Required work: Return, from the data that follows, each line that holds the word "importing".

___ Exercise inputs

PR #3268, opened 2025-01-13
Allow standByAutomaton extension to have inconsistent voltage thresholds if not in stand by

### LINKED ISSUE #3261: Allow StandbyAutomaton to have inconsistent voltage config when its standBy mode is not active

When importing a network containing `StaticVarCompensator` with `StandbyAutomaton` extension, even if the extension is in `standBy=false` (because we don't want to use it in a simulator) the import fails if the low voltage threshold is not strictly less than the high voltage threshold (for instance if both are set to `0` because not really set for the use case).

When importing a network containing `StaticVarCompensator` with `StandbyAutomaton` extension with:
- a `standBy` mode set to false
- the low voltage threshold not strictly less than the high voltage threshold  

Then the import does not fail and I can see a warning message instead about the inconsistence of the voltage config.  

Then, if I activate the `standBy` mode and the voltage config is not right (low voltage threshold >= high voltage threshold) then it must throw an error (Inconsistent low and high voltage thresholds).

### Describe the motivation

______

Solution to the problem:
When importing a network containing `StaticVarCompensator` with `StandbyAutomaton` extension, even if the extension is in `standBy=false` (because we don't want to use it in a simulator) the import fails if the low voltage threshold is not strictly less than the high voltage threshold (for instance if both are set to `0` because not really set for the use case).
When importing a network containing `StaticVarCompensator` with `StandbyAutomaton` extension with:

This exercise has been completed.